Ironically, I have never felt more complete, complicitous honesty face-to-face. I did not want to love. Or be loved. And no chance of the latter with Ellen. She is surely, I decided, right about friends.

"Will you come visit me in Reno some time?"

"Probably not."

"OK. Will you continue to meet me, if I come up to Winnemucca?"

"In the coffee shop? Sure." She twisted up and out of the bed, snatching up her panties and shirt on her way to the bathroom. I lay in bed, half conscious of water sounds. The flushing of the toilet startled me.

Ellen emerged. Trying to pull her jeans on, she lost her balance and toppled butt first onto the bed. Struggling with the jeans, she muttered, "I'm trusting you to keep your mouth shut, by the way." She rolled back onto her feet, zipping triumphantly and facing me. "I got my rep to watch out for."

"Our secret is safe with me. To protect your honor, I will not offer to pay."

"Now that's a great line.
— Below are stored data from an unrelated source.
PR #81, opened 2018-03-11
OAK-7209: Fix race condition between snapshot and GC.

csaboka:
This is a proposed fix for the issue reported in OAK-7209: if a snapshot happens during GC, the removed files may not be removed from the tracker.
The change doesn't cover the use case where two Oak instances sharing the same blob store both try to delete files from the store.

### DIFF
--- a/oak-store-document/src/main/java/org/apache/jackrabbit/oak/plugins/document/rdb/RDBDocumentStore.java
+++ b/oak-store-document/src/main/java/org/apache/jackrabbit/oak/plugins/document/rdb/RDBDocumentStore.java
@@ -1112,7 +1112,7 @@ public class RDBDocumentStore implements DocumentStore {
         }
     }
 
-    private static String dumpIndexData(DatabaseMetaData met, ResultSetMetaData rmet, String tableName) {
+    private static String dumpIndexData(DatabaseMetaData met, ResultSetMetaData rmet, String tableName, Set<String> indexedColumns) {
 
         ResultSet rs = null;
         try {
@@ -1134,6 +1134,13 @@ public class RDBDocumentStore implements DocumentStore {
                 // retry ucase
                 rs = met.getIndexInfo(null, null, tableName.toUpperCase(Locale.ENGLISH), false, true);
                 indices = getIndexInformation(rs, rmetSchemaName);
+            }
+            if (indexedColumns != null) {
+                for (Map<String, Object> map : indices.values()) {
+                    if (map.containsKey("columns")) {
+                        indexedColumns.addAll((Set<String>) (map.get("columns")));
+                    }
+                }
             }
             return dumpIndexData(indices);
         } catch (SQLException ex) {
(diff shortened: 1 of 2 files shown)


oak-blob-plugins/src/test/java/org/apache/jackrabbit/oak/plugins/blob/datastore/BlobIdTrackerTest.java
```diff
@@ -167,7 +167,8 @@ public void snapshotExecuteAfterRemove() throws Exception {
         ScheduledFuture<?> scheduledFuture =
             scheduler.schedule(job, 0, TimeUnit.MILLISECONDS);
         scheduledFuture.get();
-        assertEquals("Extra elements after add", initAdd, retrieve(tracker));
```
amit-jain: This is still a valid case as would happen in most GC cases where there's no snapshot in after the global merge and before delete.  So, I'll create a new variation of test to test the intervening snapshot case.

csaboka: I may be missing something, but I think it's safe to remove this line because it checks the same thing addSnapshot() already tests: the list of records is OK after adding items and making a snapshot. The remove() call happens after the removed assertion, so it couldn't affect the assertion.

You are right that it's worthwhile to test add() and remove() following each other directly without an intervening snapshot, but there wasn't such a test in the code before this change. It only had a test case for a sequence of add-snapshot-retrieve-delete, which I've changed to test for add-snapshot-delete.

amit-jain: The additional thing this method does is checks the snapshot *after* the remove. It was added for that specific test case and as would mimic where the GC wouldn't have an intervening snapshot.

csaboka: I don't understand how an assertion before the remove call can check anything about the state after the remove, but I'll defer to your judgement on this. I'm not as familiar with the project as you are after all.

amit-jain: The retrieve mimicks the get() called made when collecting the blobs in the sweep phase of the GC.  I tried the tests to be as close as possible to the actual operations and I'll try to add some comments so that its a little clear. I'd like to keep that and add a new method mimicking the new behavior you described which would just not have a retrieve call before. I hope that's ok.

csaboka: Oh, it makes sense now. Let me know if I can help with anything else to have this accepted into trunk.

PR #84, opened 2018-04-19
OAK-7401: Changes kept in memory when update limit is hit in commit hook

mreutegg:


mreutegg:
Changes were committed to trunk.

PR #85, opened 2018-04-19
OAK-7427: Inconsistent method name.

Kui-Liu:
Change the method name "serialize" to "format".

The method is named as "serialize", but the method seems like to format the data.
The method name "format" should be more clear than "serialize".


mduerig:
@francescomari , @dulceanu I don't think we should change this method's name. While it returns a string, it still serialises the passed references.

ShangwenWang:
@mduerig Dear developer,
In my opinion, the function of this method is to serialize the passed references. However, only naming it as "serialize" cannot describe it clearly.
Given that the class name (GetReferencesResponseEncoder) provides lots of semantic information, it would be better to change this method's name into "serializeReferences" for providing enough guidance.
How do you feel about this idea?

PR #86, opened 2018-04-26
OAK-6087: Avoid reads from MongoDB primary

mreutegg:


mreutegg:
The changes proposed in this pull request have been committed to Oak trunk.

PR #87, opened 2018-05-07
OAK-4818: Handle version nodes correctly in Node.getNodes().

csaboka:
Version and version history nodes should implement the Version and
VersionHistory interfaces respectively no matter how they are accessed,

Thanks, cheapskate."

I couldn't decide if she was kidding or not. "Ellen, you can have it either way. I don't know what you want."

Her face sobered as she looked down at me. "No," she said at last. "No, you don't." She turned to the mirror and began that aimless tossing of hair women are prone to. "I told you you couldn't afford me, honey."

At the door, brisk and businesslike, she said, "Thomas, I do wish you luck. If you still want my advice, it's available." The warm smile, the entrepreneur's, was, at last, back. "The usual rate, 'course."

"Of course." When I stepped toward the door, she stepped through it and was gone.

By the next Saturday, I had nearly a dozen applications. We met again after work, in the restaurant. Neither of us mentioned our last encounter. I brought Sam along; normally I boarded her.

Three of the applicants had fulfilled the request for a photograph with pornographic Polaroids–not what the ad required. They were, like most porn, more clinical that erotic. I had tossed them out as a gesture to my own integrity. I called two of the original four and made appointments to meet them at Harrah's on consecutive nights for dinner and an interview. The first would be Monday. I had brought the applications of five others with me. Two I wasn't interested in, but I was curious to hear Ellen's reaction to them. She looked through the five letters and pictures, and separated out two photographs. She studied each silently, then handed them to me. "These two," she said. "The best so far." One was a dark, feral-looking girl, the other a woman about thirty with a solid, intelligent face.

I examined the pictures. I remembered the letter of the younger one, Terry Shackleford. Most of them signed a first name only, or vague signatures like, "Your Interested Friend." Terry looked Chicana, so I suspected the name was fake. Her letter had a gritty tone that put me off until I read it a second time and realized that it had voice–that quality that made you feel not only that you knew the writer, but that she was worth knowing.

"This 'Linda' one is interesting," Ellen said, penetrating my reverie. "She's older. I bet she turned tricks for a while, got tired of it. She may be unemployed and desperate. Worry about kids. When you talk to her, watch for lying." I nodded. "But maybe not," she added. "She doesn't sound desperate. A little tired. Can you handle tired?" she said, the slightest edge of mockery creeping into her voice.

"It depends on why she's tired," I said defensively. "I'll interview her."

"Elise says she turned you down."

"I never offered."

"Face," Ellen said. We talked; I drove back that night, the letters and pictures beside me on the passenger seat, Sam asleep in back.